Selama Sepekan Dana Asing Rp 2,8 Triliun 'Cabut' dari SBN

Jakarta, CNBC Indonesia - Selama sepekan harga Surat Berharga Negara (SBN) melorot, bersamaan dengan lesunya pasar saham Tanah Air, dan nilai tukar rupiah serta penurunan imbal hasil (yield) obligasi jangka panjang pemerintah Amerika Serikat (AS).
Sebagai informasi, yield dengan harga berbanding terbalik, sehingga jika yield obligasi mengalami kenaikan, maka harga obligasi tersebut juga akan mengalami penurunan. Satuan penghitungan basis poin setara dengan 1/100 dari 1%.
Bank Indonesia (BI) mencatat nonresiden di pasar keuangan domestik jual neto di pasar SBN sebesar Rp 2,80 triliun sepanjang 14-17 Juni 2021. Capital outflow yang terjadi di SBN juga terlihat dari jual bersih asing di bursa saham yang sebesar Rp 61,47 miliar dalam sepekan.
Seiring dengan itu, dalam sepekan, harga SBN RI tenor 10 tahun mengalami penurunan yang tercermin dari kenaikan yield. Minggu lalu yield untuk tenor acuan ini berada di 6,43%. Pada akhir pekan minggu ini yield naik 13 basis poin (bps) menjadi 6,56%.

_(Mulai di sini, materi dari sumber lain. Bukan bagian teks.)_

PR #1632, opened 2026-05-27
👽️ `spatial.transform`: upstream changes

jorenham:
The `RigidTransform` and `Rotation` classes are now subscriptable at runtime (i.e. the runtime equivalent of generic types). The relnotes don't mention this, but it might be nice if they would.

They can now also be composed with one another using the `*` infix operator. This is mentioned in the relnotes.

towards #1614


scipy-stubs/spatial/transform/_rigid_transform.pyi
```diff
@@ -82,17 +89,31 @@ class RigidTransform(Generic[_ShapeT_co]):
...
-    def __mul__(self: RigidTransform[_JustAnyShape], other: RigidTransform, /) -> RigidTransform: ...
+    def __rmul__(self: RigidTransform[_JustAnyShape], other: Rotation[tuple[int, ...]], /) -> RigidTransform: ...
     @overload
-    def __mul__(self: RigidTransform[tuple[()]], other: RigidTransform[_ShapeT], /) -> RigidTransform[_ShapeT]: ...
+    def __rmul__(self: RigidTransform[tuple[()]], other: Rotation[_ShapeT], /) -> RigidTransform[_ShapeT]: ...
     @overload
-    def __mul__(self: RigidTransform[tuple[int]], other: RigidTransform[tuple[int]], /) -> RigidTransform[tuple[int]]: ...
+    def __rmul__(self: RigidTransform[tuple[int]], other: Rotation[tuple[int]], /) -> RigidTransform[tuple[int]]: ...
     @overload
-    def __mul__(self, other: RigidTransform, /) -> RigidTransform: ...  # pyright: ignore[reportOverlappingOverload]
```
jorenham, line 95: The fact that this pyright error is no longer reported demonstrates that it was indeed a false positive (or a false negative right now, but I highly doubt that, since all 3 other type-checkers don't complain here).

PR #1641, opened 2026-05-27
✅ sparse : add tests for `scipy.sparse.csgraph`

Aniketsy:
towards #1099

### DIFF
--- a/tests/sparse/csgraph/test_flow.pyi
+++ b/tests/sparse/csgraph/test_flow.pyi
@@ -1,0 +1,13 @@
+from typing import assert_type
+
+import numpy as np
+
+import scipy.sparse as sparse
+from scipy.sparse.csgraph import maximum_flow
+
+csr_arr: sparse.csr_array[np.float64, tuple[int, int]]
+
+flow = maximum_flow(csr_arr, 0, 1)
+
+assert_type(flow.flow_value, int | np.int32 | np.int64)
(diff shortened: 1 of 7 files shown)


jorenham:
Sould you rebase onto main? Some `csgraph` code changed.

tests/sparse/csgraph/test_flow.pyi
```diff
@@ -0,0 +1,13 @@
+from typing import assert_type
+
+import numpy as np
+
+import scipy.sparse as sparse
+from scipy.sparse.csgraph import maximum_flow
+
+csr_arr: sparse.csr_array[np.float64, tuple[int, int]]
+
+flow = maximum_flow(csr_arr, 0, 1)
```
jorenham: it helps avoid IDEs from suggesting these as imports (which clearly isn't what we wanbt) by prefixing them with `_` (same for the other test modules in this PR

jorenham (changes requested):
could you use the same `###` comment style to separate the test-data and the individual tested functions?

Aniketsy:
from next onwards i'll make sure to not include, many tests in one PR, so that i think it will be easy to review. in this i have changed the format to all `csgraph test`

>could you use the same ### comment style to separate the test-data and the individual tested functions?

jorenham (approved):

jorenham:
Thanks!

PR #1680, opened 2026-05-31
👽️ `linalg.cho_factor`: change 2nd return type to bool array

jorenham:
The second return type of `scipy.linalg.cho_factor` silently changed from `bool` to `NDArray[np.bool]`, even if 0d (which may or may not have been intentional).
Either way, it should probably be mentioned in the release notes, because this could be a breaking change in some cases.


jorenham:
@tylerjereddy this sounds like something you'd want to know about

tylerjereddy:
thanks, added to my list for RC2

PR #1681, opened 2026-05-31
👽️ `interpolate.splint`: change 2nd return type to `None` (`full_output=True`)

jorenham:
The type of `scipy.interpolate.splint(..., full_output=True)[1]` changed from a 1-d `float64` array to `None`.

I'm guessing this is because of the fortran -> C transition, but it's a breaking change nonetheless, and might be worth mentioning the relnotes.

I guess there's also something to be said for deprecating `full_output` parameter.


jorenham:
@tylerjereddy

tylerjereddy:
Added to my list for RC2, and maybe cc @ev-br just in case it is unexpected

ev-br:
Ouch, thanks for the ping. Yes, technically a backwards compat break, most likely a forgotten shortcut during porting from Fortran to C. That said, the missing functionality is a _very _  niche multipack era remnant, and most likely has exactly zero users.

PR #1683, opened 2026-05-31
👽️ `stats.binomtest`: batching support (undocumented)

jorenham:
The types of the `k` and `n` attributes of the reutrned  `BinomTestResult` instance changed from `int` to `np.float64`, even if you pass `k` and `n` as `int`. Technically speaking, this is a breaking change, but I'm guessing that this was an oversight.

`scipy.stats.binomtest` now also supports batching of `k` and `n` and `p`. This is undocumented (not even in the docstring), and not (directly) mentioned in the release notes.

### DIFF
--- a/scipy-stubs/stats/_binomtest.pyi
+++ b/scipy-stubs/stats/_binomtest.pyi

Pada Jumat (18/6) kemarin, Mayoritas investor cenderung melepas kepemilikannya di hampir seluruh SBN. Hanya di SBN bertenor 3 tahun dan 25 tahun yang masih diburu oleh investor kemarin. Dari imbal hasilnya (yield), hampir seluruh SBN mengalami kenaikan yield. Hanya di SBN bertenor 3 tahun dan 25 tahun yang yield-nya mengalami penurunan
Yield SBN bertenor 3 tahun dengan kode FR0039 turun sebesar 0,6 basis poin (bp) ke level 3,585%. Sedangkan SBN berjatuh tempo 25 tahun dengan seri FR0067 juga turun 0,3 bp ke posisi 7,283%. Sementara untuk yield SBN bertenor 30 tahun cenderung stagnan di level 6,869%.Adapun yield SBN berjatuh tempo 10 tahun yang menjadi acuan pasar naik 8,8 bp ke level 6,564%.
Sementara, dalam sepekan yield Treasury jangka 10-tahun AS turun 10 bps ke 1,443%.
Yield treasury 10 tahun turun karena investor terus memperhatikan ekspektasi inflasi yang meningkat dari The Fed dan proyeksi kenaikan suku bunga yang lebih cepat dari perkiraan.
Adapun per Jumat (18/6), benchmark Treasury 10-tahun turun 7 basis poin menjadi 1,443% dari hari sebelumnya. Yield obligasi Treasury 30-tahun turun 8,6 basis poin menjadi 2,015%.
Sementara yield Treasury jangka pendek sebagian besar naik, melanjutkan pergerakan yang terlihat setelah putusan The Fed pada hari Rabu. Imbal hasil Treasury 2-tahun naik 4,3 basis poin menjadi 0,256%.
Menurut catatan CNBC International, yield Treasury AS jangka panjang turun bahkan setelah The Fed menaikkan perkiraan inflasi pada hari Rabu.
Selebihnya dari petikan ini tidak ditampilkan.